The article presents the results of serological control of the effectiveness of vaccination of broilers against infectious bursal disease (IBD) when the immune-complex vaccine Pulvak MagniPlex is used in the incubator.
 Immune-complex vaccines are vaccines of a new generation, the use of which completely eliminates post-vaccination complications in birds and interference phenomena. The vaccine includes a mixture of specific antibodies and the vaccine strain of the IBH virus. The main property of these vaccines is that when administered subcutaneously in day-old chicks or 18-day-old chicken embryos by the in ovo method, immunity is quickly created even in the presence of high maternal antibodies (MAB). Vaccination in the incubator using immune-complex vaccines is more accurate and provides protection to the whole bird, unlike live vaccines, the main method of which is administration with drinking water. Immuno-complex vaccines are effective even in the presence of high MAT in chickens. Due to this, they provide a much higher level of protection due to the high homogeneity of protective antibodies compared to live attenuated vaccines.
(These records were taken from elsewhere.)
PR #627, opened 2018-10-18
Fix a bug in some verify tests

castulo:
Some time ago the "-u" option of the create_test_environment and
create_version functions was renamed to "-r". Four of the verify
tests were not updated, so they were crashing during the setup,
while trying to create the test environment, so the test would not
be run since the setup failed but the teardown would still run and
the teardown would attempt to delete a non existant test environment
which would cause the destroy_test_environment to exit the script
causing an inconclusive test result.

This commit fixes the issue by doing the following actions:
- Fixes the tests by using the correct option "-r".
- Modifies the destroy_test_environment function so it does not exit
if a test environment doesn't exist, but instead it just returns a non
zero code and warns the user so the teardown works as expected.

### DIFF
--- a/test/functional/testlib.bash
+++ b/test/functional/testlib.bash
@@ -1366,7 +1366,15 @@ destroy_test_environment() { # swupd_function
 			EOM
 		return
 	fi
-	validate_path "$env_name"
+	validate_param "$env_name"
+
+	# if the test environment doesn't exist warn the user but don't terminate script
+	# execution, this function could be called from a test teardown and terminating
+	# at that point will cause incorrect test reporting
+	if [ ! -d "$env_name" ]; then
+		echo "Warning: test environment \"$env_name\" doesn't exist, nothing to destroy."
+		return 1
+	fi
 
 	# since the action to be performed is very destructive, at least
 	# make sure the directory does look like a test environment
--- a/test/functional/verify/verify-format-mismatch-override.bats
+++ b/test/functional/verify/verify-format-mismatch-override.bats
@@ -4,9 +4,9 @@ load "../testlib"
 
 test_setup() {
 
-	create_test_environment -u "$TEST_NAME" 10 1
+	create_test_environment -r "$TEST_NAME" 10 1
 	bump_format "$TEST_NAME"
-	create_version -u "$TEST_NAME" 40 30 2
+	create_version -r "$TEST_NAME" 40 30 2
 	update_bundle "$TEST_NAME" os-core --add-dir /usr/bin
 
 }
--- a/test/functional/verify/verify-format-mismatch.bats
+++ b/test/functional/verify/verify-format-mismatch.bats
@@ -4,9 +4,9 @@ load "../testlib"
 
 test_setup() {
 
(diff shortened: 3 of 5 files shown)


jwakre:
Spelling: s/accouonted/accounted

Otherwise +1

otaviobp:
>  so they were crashing during the setup, so the failure was not accouonted for

We need a fix for that. If the setup is failing the test should fail. This is a big problem. if it's not an easy fix, open an issue for that.

otaviobp:
btw, s/crete_version/create_version

castulo:
> > so they were crashing during the setup, so the failure was not accouonted for
> 
> We need a fix for that. If the setup is failing the test should fail. This is a big problem. if it's not an easy fix, open an issue for that.

So after further debugging this, I found out that the problem is actually not because there was an error in the setup method.... but the real problem was with the teardown method.

Looks like this is the current behavior in BATS; if something causes the test execution to exit during setup or during the test body, the test shows as failed correctly, but if exit occurs during teardown then the test shows no result. 

For example, this case:

```
#!/usr/bin/env bats

setup() {
	exit 1
}

teardown() {
	echo "teardown"
}


@test "some test" {
	exit 1
}
```
Running the test above will yield the correct result:
 **✗ some test
1 test, 1 failure**

Now, consider this other one:

```
#!/usr/bin/env bats

setup() {
	exit 1
}

teardown() {
	exit 1
}

@test "some test" {
	exit 1
}
```

The test above will yield to an incorrect inconclusive result:
   **some test                                                                                                                                         
1 test, 0 failures**

It doesn't pass but it doesn't fail either.

The misbehaving verify tests where using a wrong option when creating the test environment, which would cause the create_test_environment function to fail, and issue an `exit 1`, which should be fine,  but then the tests were running their teardown function which was attempting to destroy the test environment using the destroy_test_environment function using a non existing environment as parameter, this was causing this function to trigger an `exit 1` which would cause the inconclusive test result.

I will update this PR to address that and will update the commit message.

test/functional/testlib.bash
```diff
@@ -1366,7 +1366,15 @@ destroy_test_environment() { # swupd_function
...
 	fi
-	validate_path "$env_name"
+	validate_param "$env_name"
+
+	# if the test environment doesn't exist warn the user but don't terminate script
+	# execution, this function could be called from a test teardown and terminating
+	# at that point will cause incorrect test reporting
+	if [ ! -d "$env_name" ]; then
+		echo "Warning: test environment \"$env_name\" doesn't exist, nothing to destroy."
+		return 1
```
otaviobp: I'm not as familiar with bats as you, but I think bats will set the test as fail if you return 1 from any function called by a test, so this is different from what is commented.
It looks like this isn't a problem for teardown, as you said. So just change the comment (if this is really the case)

castulo: I'm not sure I understand your comment @otaviobp. Returning 1 to mark the test as failed if something in the teardown fails is ok, but exiting the script from the teardown is not since it will live the test with no result.

otaviobp: ok. got that :)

 We present the data of serological monitoring on the average titer of antibodies to the IBH virus in blood sera from 15 batches of broilers aged 45-50 days, which were immunized on the first day in the incubator with the immune-complex vaccine Pulvak MagniPlex. It was established that during a single vaccination in the incubator (15 batches), the Pulvak MagniPlex vaccine stimulates the formation of an active immune response to the IBH virus for the entire period of fattening of broilers. The average titers in the blood sera of broilers aged 45-50 days to the IBH virus ranged from 6,995 to 12,388 after a single vaccination in the incubator (15 batches). The percentage of protective antibodies to the IBH virus in 15 batches of broilers varied from 77.3 to 100, which indicates the intensity of immunity to IBH. A single application of the immune-complex vaccine Pulvak MagniPlex in the incubator stimulates the formation of an active immune response to the IBD virus for the entire period of broiler fattening and provides 100 % protection of 12 batches of broilers and 77.3 % of broilers of 3 batches to IBD. The use of Pulvak MagniPlex allows: to create stable immunity against IBD; to form immunity in each individual broiler, regardless of the level of maternal antibodies; to reduce the impact of stress (compared to mass vaccination in the poultry house by the drinking method. Constant control of the effectiveness of the Pulvak MagniPlex immune-complex vaccine by means of serological monitoring of blood sera in ELISA will allow, depending on the epizootic situation, to timely adjust the vaccination scheme of poultry against IBD.